[Dataset entries]
⁂
PR #652, opened 2020-02-07
Replace Some Assert With Possible Fix 

Co2333:
nothing much just replaced some assert that may be able to fix at runtime like surface buffer if we alloc them when they don't exist.


Zangetsu38:
Lot need change, you need squash this 3 commit on one, and need run clang format script

Co2333:
okay wait a min

Zangetsu38:
Don't need close pr, just squash all and force push

Co2333:
after a force push, it is not possible to just reopen it but recreate one xD

Zangetsu38:
Yes for that no close pr just force push

Issue #644, opened 2020-01-21
Add a new button to open Vita3K partitions folder in File Explorer


Rinnegatamante:
Most likely the best place would be as a new button for File submenu. It should open up %appdata%/Vita3K/Vita3K (or whatever Emulated System Storage Folder is set to) in file explorer (eg. explorer.exe for Windows). This would be handy when an user have to install sa0 fonts and/or game data files for homebrews.

IllusionMan1212:
Should we close?

1whatleytay:
Yeah lets close it.

PR #659, opened 2020-02-18
gui: added a button to open pref path

IllusionMan1212:
Closes issue #644


Zangetsu38:
oh, i have forget implement this, but i thinks is better set in inside setting in same place pref path setting 🤔

IllusionMan1212:
> oh, i have forget implement this, but i thinks is better set in inside setting in same place pref path setting 🤔

rinne wants it in File menu 🤷‍♂

PR #660, opened 2020-02-19
Refactor CMake for Boost.Build and C++17

totlmstr:
The short explanation of this PR is that this allows CMake to automate the building process of Boost and allows for compiling to C++14/C++17 for Vita3K.

The long explanation is Travis.

---

Travis, despite being an excellent CI, does not yet support C++17 for Mac. Specifically, the version that is needed, macOS 10.15 "Catalina", is [not yet available](https://docs.travis-ci.com/user/reference/osx/#macos-version) at the time of this writing. Additionally, casual searching led me to find out that Apple *completely skipped* the `experimental` headers, so Travis is essentially stuck at C++11 for now.

I initially had the idea of updating all parts of Vita3K to C++17, but that obviously does not work with the above. As a result, the bulk of my time and the first part of this PR was making [this CMake file which can build, compile, and set relevant Boost variables all by itself](https://gist.github.com/totlmstr/f034130b77625be18ff1f2864b3ad255). The gist I linked is the heavily annotated one that I am committing, so if you need any more information, see that link.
⁂
▸ **What to work on**: Taking the line with "Should we close?" as the first, copy every line through the end of the entries above exactly, with no others.

▸ **Answer to this problem**:
Should we close?

1whatleytay:
Yeah lets close it.

PR #659, opened 2020-02-18
gui: added a button to open pref path

IllusionMan1212:
Closes issue #644


Zangetsu38:
oh, i have forget implement this, but i thinks is better set in inside setting in same place pref path setting 🤔

IllusionMan1212:
> oh, i have forget implement this, but i thinks is better set in inside setting in same place pref path setting 🤔

rinne wants it in File menu 🤷‍♂

PR #660, opened 2020-02-19
Refactor CMake for Boost.Build and C++17

totlmstr:
The short explanation of this PR is that this allows CMake to automate the building process of Boost and allows for compiling to C++14/C++17 for Vita3K.

The long explanation is Travis.

---

Travis, despite being an excellent CI, does not yet support C++17 for Mac. Specifically, the version that is needed, macOS 10.15 "Catalina", is [not yet available](https://docs.travis-ci.com/user/reference/osx/#macos-version) at the time of this writing. Additionally, casual searching led me to find out that Apple *completely skipped* the `experimental` headers, so Travis is essentially stuck at C++11 for now.

I initially had the idea of updating all parts of Vita3K to C++17, but that obviously does not work with the above. As a result, the bulk of my time and the first part of this PR was making [this CMake file which can build, compile, and set relevant Boost variables all by itself](https://gist.github.com/totlmstr/f034130b77625be18ff1f2864b3ad255). The gist I linked is the heavily annotated one that I am committing, so if you need any more information, see that link.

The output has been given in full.